The development and implementation of a comprehensive, modular system for the remote acquisition and analysis of thermal infrared (TIR) images, as described in this work, represent a significant opportunity to study surface temperature anomalies across a range of environmental and geophysical contexts. The remote monitoring station (RMS), centered on a Raspberry Pi-based architecture, exhibits a robust, low-power, and flexible design capable of acquiring high-resolution TIR images and correcting them using atmospheric parameters (air temperature and humidity) in remote and harsh environments.

The integration of custom Python software (ICARO) and modular hardware components ensures operational efficiency, ease of maintenance, and adaptability to varying monitoring requirements. For TIR data analysis, the new open-source version of the ASIRA software—now developed for the free GNU Octave platform—is proposed as an accessible and customisable alternative to the previous MATLAB counterpart. The restructured ASIRA includes a comprehensive suite of functionalities: data quality control, frames co-registration, seasonal component removal, radiative heat flux estimation, analysis of thermal anomaly area variations, and output generation in the form of HTML interactive plots. This transition from proprietary (MATLAB) to open-source (GNU OCTAVE) software enhances accessibility and reproducibility for a wider scientific community.

The dual approach implemented for deseasoning temperature time series—based on both background removal and Seasonal–Trend decomposition using Loess (STL)—enables the reliable analysis of both short and long time series. This ensures the effective separation of endogenous thermal signals from seasonal exogenous components, which is particularly critical in volcanic and geothermal monitoring, where accurate detection of subsurface thermal activity helps in hazard assessments. Moreover, the methods introduced for the spatial and temporal tracking of thermal anomalies and heat fluxes also provide valuable tools for understanding the dynamics of surface thermal processes.

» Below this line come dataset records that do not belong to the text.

PR #1689, opened 2018-01-10
RHDM-243 Rule engine freezes when evaluating multiple PMML scorecards…

lanceleverich:
… (master)

* Added new unit test for scorecards - This also provides an example of how to use PMML with rule units
* Updated test_scorecard.pmml so that it provides reason codes for occupations other than SKYDIVER and ASTRONAUT
* Removed some System.out.println() calls

### DIFF
--- a/kie-pmml/src/test/java/org/kie/pmml/pmml_4_2/predictive/models/ScorecardTest.java
+++ b/kie-pmml/src/test/java/org/kie/pmml/pmml_4_2/predictive/models/ScorecardTest.java
@@ -56,17 +56,108 @@ public class ScorecardTest extends DroolsAbstractPMMLTest {
     private static final String source1 = "org/kie/pmml/pmml_4_2/test_scorecard.pmml";
     private static final String source2 = "org/kie/pmml/pmml_4_2/test_scorecardOut.pmml";
 
+    @Test
+    public void testMultipleInputData() throws Exception {
+        RuleUnitExecutor executor[] = new RuleUnitExecutor[3];
+        PMMLRequestData requestData[] = new PMMLRequestData[3];
+        PMML4Result resultHolder[] = new PMML4Result[3];
+        Resource res = ResourceFactory.newClassPathResource(source1);
+        kbase = new KieHelper().addResource(res, ResourceType.PMML).build();
+        
+        executor[0] = RuleUnitExecutor.create().bind(kbase);
+        executor[1] = RuleUnitExecutor.create().bind(kbase);
+        executor[2] = RuleUnitExecutor.create().bind(kbase);
+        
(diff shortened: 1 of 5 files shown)


kie-pmml/src/test/java/org/kie/pmml/pmml_4_2/predictive/models/ScorecardTest.java
```diff
@@ -56,17 +56,108 @@
...
+            results[y].insert(resultHolder[y]);
+        }
+        
+        for (int z = 0; z < 3; z++) {
+            executor[z].run(unitClass);
+        }
+        
+        for (int p = 0; p < 3; p++) {
+            checkResult(resultHolder[p],expectedScores[p],expectedResults[p]);
+            results[p].forEach(r -> { System.out.println(r);});
```
jiripetrlik, line 127: Are these hard coded outputs necessary. Would it be possible to use some kind of logging framework instead? Something like slf4j etc.?

kie-pmml/src/test/java/org/kie/pmml/pmml_4_2/predictive/models/ScorecardTest.java
```diff
@@ -78,7 +169,7 @@ public void testScorecard() throws Exception {
         data.insert(requestData);
         resultData.insert(resultHolder);
         executor.run(unitClass);
-
+System.out.println(resultHolder);
```
jiripetrlik, line 172: Can we avoid this direct output?

kie-pmml/src/test/java/org/kie/pmml/pmml_4_2/predictive/models/ScorecardTest.java
```diff
@@ -56,17 +56,108 @@
...
+        requestData[2] = createRequest("125","Sample Score", 10.0, "STUDENT", "TN", false);
+
+        for (int x = 0; x < 3; x++) {
+            requests[x] = executor[x].newDataSource("request");
+            results[x] = executor[x].newDataSource("results");
+            pmmlDatas[x] = executor[x].newDataSource("pmmlData");
+            resultHolder[x] = new PMML4Result(requestData[x].getCorrelationId());
+        }
+        List<String> possiblePackages = calculatePossiblePackageNames("Sample Score", "org.drools.scorecards.example");
+        Class<? extends RuleUnit> unitClass = getStartingRuleUnit("RuleUnitIndicator",(InternalKnowledgeBase)kbase,possiblePackages);
```
jiripetrlik, line 109: It looks like quite complex logic to use PMML models. Would it be possible to wrap this logic in some kind of facade and provide simplified interface for user?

A detailed RMS configuration guide (Appendix A), along with a comprehensive ASIRA user manual provided as Supplementary Material, enables us to understand the system architecture in depth and effectively manage both hardware and software components.

Thanks to its modular design and low power consumption, the system is well suited for deployment in remote or extreme environments, supporting long-term autonomous monitoring. It can be customized in acquisition times, threshold-based anomaly alerts, and integration with remote data transmission protocols, making it especially suitable for data-scarce or logistically challenging areas.

Potential fields of application of the system include the following:

• Geothermal energy: Monitoring and assessment of geothermal fields through the mapping of thermal anomalies indicative of subsurface fluid dynamics or reservoir changes.
• Landslide and rockfall hazard assessment: Detection of subtle thermal variations potentially associated with moisture changes or incipient mass movement in unstable slopes.
• Permafrost and glacier studies: Observation of thermal dynamics in periglacial environments to assess thawing trends or detect basal ice melt.
• Infrastructure and pipeline monitoring: Detection of thermal leaks or abnormal heat signatures along pipelines and industrial infrastructure.
• Agricultural and forestry management: Evaluation of plant water stress, canopy temperature variability, or early detection of wildfires in unmanaged forested regions.

Overall, the system demonstrates considerable potential for long-term deployment in multi-disciplinary environmental monitoring frameworks. Future improvements may focus on integrating additional sensor types, refining automated anomaly detection algorithms, and expanding data visualization capabilities to further enhance early warning capacities and scientific insight.